### WHAT IS REQUIRED
All of the entries below are to be copied word for word.

### DATA UNDER STUDY
PR #5088, opened 2021-07-09
CBG-1402 Switch to updated digest computation for new attachments added in Lithium or later

sarathkumarsivan:
Changes to switch to updated digest computation for new attachments added in Lithium or later.


db/attachment.go
```diff
@@ -253,6 +279,21 @@ func (db *Database) ForEachStubAttachment(body Body, minRevpos int, callback Att
...
 }
 
+func GetAttVersion(meta map[string]interface{}) int {
+	if ver, ok := meta["ver"].(json.Number); ok {
+		if version, err := ver.Int64(); err != nil {
+			return AttVersion1
+		} else {
+			return int(version)
+		}
+	} else if ver, ok := meta["ver"].(int); ok {
```
bbrks: What scenarios exist that set this value as an `int`?

Do we want to be made aware (via logging or an error) of invalid types rather than silently return version 1?

db/blip_handler.go
```diff
@@ -931,7 +931,23 @@ func (bh *blipHandler) handleProveAttachment(rq *blip.Message) error {
...
+		if docID == "" {
+			return base.HTTPErrorf(http.StatusBadRequest, "no docID sent with proveAttachment")
+		}
+		attachmentAllowedKey = docID + digest
+	}
+
+	allowedAttachment := bh.allowedAttachment(attachmentAllowedKey)
+	if allowedAttachment.counter <= 0 {
+		return base.HTTPErrorf(http.StatusForbidden, "Attachment's doc not being synced")
+	}
```
bbrks: This looks like new handling that we weren't previously doing. Is it a gap in our `proveAttachment` implementation? What scenario is this check trying to catch?

rest/blip_api_test.go
```diff
@@ -2752,15 +2752,15 @@ func TestBlipDeltaSyncNewAttachmentPull(t *testing.T) {
 		// Check the request body was the actual delta
 		msgBody, err := msg.Body()
 		assert.NoError(t, err)
-		assert.Equal(t, `{"_attachments":[{"hello.txt":{"digest":"sha1-Kq5sNclPz7QV2+lfQIuc6R7oRu0=","length":11,"revpos":2,"stub":true}}]}`, string(msgBody))
+		assert.Equal(t, `{"_attachments":[{"hello.txt":{"digest":"sha1-Kq5sNclPz7QV2+lfQIuc6R7oRu0=","length":11,"revpos":2,"stub":true,"ver":2}}]}`, string(msgBody))
```
bbrks: Do we need to send `"ver":2` to Couchbase Lite? Or is this an internal SG implementation detail?

rest/replicator_test.go
```diff
@@ -339,10 +339,8 @@ func TestActiveReplicatorPullAttachments(t *testing.T) {
 	assert.Equal(t, revID, doc2.SyncData.CurrentRev)
 	assert.Equal(t, "rt2", doc.GetDeepMutableBody()["source"])
 
-	// Because we're targeting a Hydrogen node that supports proveAttachment, we only end up sending the attachment once.
-	// If targeting a pre-hydrogen node, GetAttachment would be 2.
-	assert.Equal(t, int64(1), ar.Pull.GetStats().GetAttachment.Value())
-	assert.Equal(t, int64(1), ar.Pull.GetStats().ProveAttachment.Value())
+	assert.Equal(t, int64(2), ar.Pull.GetStats().GetAttachment.Value())
+	assert.Equal(t, int64(0), ar.Pull.GetStats().ProveAttachment.Value())
```
bbrks, line 355: Can we leave a comment here explaining why we're not expecting proveAttachment to work in this case?

bbrks (changes requested):
Left some initial feedback

db/blip_handler.go
sarathkumarsivan: Yeah, this change is not required, proveAttachment handling can be refactored instead.

db/attachment.go
```diff
@@ -200,7 +218,13 @@ func (db *Database) setAttachments(attachments AttachmentData) error {
 
 	for key, data := range attachments {
 		attachmentSize := int64(len(data))
-		_, err := db.Bucket.AddRaw(attachmentKeyToString(key), 0, data)
+		var attKey string
+		if strings.Contains(string(key), ":") {
+			attKey = attachmentV2KeyToString(key)
+		} else {
+			attKey = attachmentKeyToString(key)
+		}
```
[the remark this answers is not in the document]
sarathkumarsivan: Yeah, we can make use of the existing AttachmentData which maps attachment keys to value bytes.

db/attachment.go
sarathkumarsivan: This value is set as int from the unit test cases, when looking at this further, it make sense to use the base.ToInt64 while   obtaining the attachment version from meta.

bbrks (changes requested):
Looks mostly good, but 2 questions:

db/attachment.go
```diff
@@ -218,29 +236,37 @@ type AttachmentCallback func(name string, digest string, knownData []byte, meta
...
-			data, err := db.GetAttachment(AttachmentKey(digest))
-			if err != nil && !base.IsDocNotFoundError(err) {
-				return err
+			version, ok := GetAttachmentVersion(meta)
+			if !ok {
+				return ErrAttachmentVersion
+			}
+			var data []byte
+			var err error
+			if version == AttVersion1 {
```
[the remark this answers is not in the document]
sarathkumarsivan: Yeah, the issue was that the ["data"] getting populated in the attachment meta because of the getAttachment call and the actual data was not getting removed from the meta.

rest/blip_api_test.go
```diff
@@ -2856,6 +2855,7 @@ func TestBlipDeltaSyncPushAttachment(t *testing.T) {
 // 5. Update doc in the test client by adding another attachment
 // 6. Have that update pushed using delta sync via the continuous replication started in step 2
 func TestBlipDeltaSyncPushPullNewAttachment(t *testing.T) {
+	t.Skip("Skipping this test temporarily")
```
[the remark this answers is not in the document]
sarathkumarsivan: Yeah this was intentional, but this has been enable in the latest commit.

### RESPONSE TO THIS EXERCISE
PR #5088, opened 2021-07-09
CBG-1402 Switch to updated digest computation for new attachments added in Lithium or later

sarathkumarsivan:
Changes to switch to updated digest computation for new attachments added in Lithium or later.


db/attachment.go
```diff
@@ -253,6 +279,21 @@ func (db *Database) ForEachStubAttachment(body Body, minRevpos int, callback Att
...
 }
 
+func GetAttVersion(meta map[string]interface{}) int {
+	if ver, ok := meta["ver"].(json.Number); ok {
+		if version, err := ver.Int64(); err != nil {
+			return AttVersion1
+		} else {
+			return int(version)
+		}
+	} else if ver, ok := meta["ver"].(int); ok {
```
bbrks: What scenarios exist that set this value as an `int`?

Do we want to be made aware (via logging or an error) of invalid types rather than silently return version 1?

db/blip_handler.go
```diff
@@ -931,7 +931,23 @@ func (bh *blipHandler) handleProveAttachment(rq *blip.Message) error {
...
+		if docID == "" {
+			return base.HTTPErrorf(http.StatusBadRequest, "no docID sent with proveAttachment")
+		}
+		attachmentAllowedKey = docID + digest
+	}
+
+	allowedAttachment := bh.allowedAttachment(attachmentAllowedKey)
+	if allowedAttachment.counter <= 0 {
+		return base.HTTPErrorf(http.StatusForbidden, "Attachment's doc not being synced")
+	}
```
bbrks: This looks like new handling that we weren't previously doing. Is it a gap in our `proveAttachment` implementation? What scenario is this check trying to catch?

rest/blip_api_test.go
```diff
@@ -2752,15 +2752,15 @@ func TestBlipDeltaSyncNewAttachmentPull(t *testing.T) {
 		// Check the request body was the actual delta
 		msgBody, err := msg.Body()
 		assert.NoError(t, err)
-		assert.Equal(t, `{"_attachments":[{"hello.txt":{"digest":"sha1-Kq5sNclPz7QV2+lfQIuc6R7oRu0=","length":11,"revpos":2,"stub":true}}]}`, string(msgBody))
+		assert.Equal(t, `{"_attachments":[{"hello.txt":{"digest":"sha1-Kq5sNclPz7QV2+lfQIuc6R7oRu0=","length":11,"revpos":2,"stub":true,"ver":2}}]}`, string(msgBody))
```
bbrks: Do we need to send `"ver":2` to Couchbase Lite? Or is this an internal SG implementation detail?

rest/replicator_test.go
```diff
@@ -339,10 +339,8 @@ func TestActiveReplicatorPullAttachments(t *testing.T) {
 	assert.Equal(t, revID, doc2.SyncData.CurrentRev)
 	assert.Equal(t, "rt2", doc.GetDeepMutableBody()["source"])
 
-	// Because we're targeting a Hydrogen node that supports proveAttachment, we only end up sending the attachment once.
-	// If targeting a pre-hydrogen node, GetAttachment would be 2.
-	assert.Equal(t, int64(1), ar.Pull.GetStats().GetAttachment.Value())
-	assert.Equal(t, int64(1), ar.Pull.GetStats().ProveAttachment.Value())
+	assert.Equal(t, int64(2), ar.Pull.GetStats().GetAttachment.Value())
+	assert.Equal(t, int64(0), ar.Pull.GetStats().ProveAttachment.Value())
```
bbrks, line 355: Can we leave a comment here explaining why we're not expecting proveAttachment to work in this case?

bbrks (changes requested):
Left some initial feedback

db/blip_handler.go
sarathkumarsivan: Yeah, this change is not required, proveAttachment handling can be refactored instead.

db/attachment.go
```diff
@@ -200,7 +218,13 @@ func (db *Database) setAttachments(attachments AttachmentData) error {
 
 	for key, data := range attachments {
 		attachmentSize := int64(len(data))
-		_, err := db.Bucket.AddRaw(attachmentKeyToString(key), 0, data)
+		var attKey string
+		if strings.Contains(string(key), ":") {
+			attKey = attachmentV2KeyToString(key)
+		} else {
+			attKey = attachmentKeyToString(key)
+		}
```
[the remark this answers is not in the document]
sarathkumarsivan: Yeah, we can make use of the existing AttachmentData which maps attachment keys to value bytes.

db/attachment.go
sarathkumarsivan: This value is set as int from the unit test cases, when looking at this further, it make sense to use the base.ToInt64 while   obtaining the attachment version from meta.

bbrks (changes requested):
Looks mostly good, but 2 questions:

db/attachment.go
```diff
@@ -218,29 +236,37 @@ type AttachmentCallback func(name string, digest string, knownData []byte, meta
...
-			data, err := db.GetAttachment(AttachmentKey(digest))
-			if err != nil && !base.IsDocNotFoundError(err) {
-				return err
+			version, ok := GetAttachmentVersion(meta)
+			if !ok {
+				return ErrAttachmentVersion
+			}
+			var data []byte
+			var err error
+			if version == AttVersion1 {
```
[the remark this answers is not in the document]
sarathkumarsivan: Yeah, the issue was that the ["data"] getting populated in the attachment meta because of the getAttachment call and the actual data was not getting removed from the meta.

rest/blip_api_test.go
```diff
@@ -2856,6 +2855,7 @@ func TestBlipDeltaSyncPushAttachment(t *testing.T) {
 // 5. Update doc in the test client by adding another attachment
 // 6. Have that update pushed using delta sync via the continuous replication started in step 2
 func TestBlipDeltaSyncPushPullNewAttachment(t *testing.T) {
+	t.Skip("Skipping this test temporarily")
```
[the remark this answers is not in the document]
sarathkumarsivan: Yeah this was intentional, but this has been enable in the latest commit.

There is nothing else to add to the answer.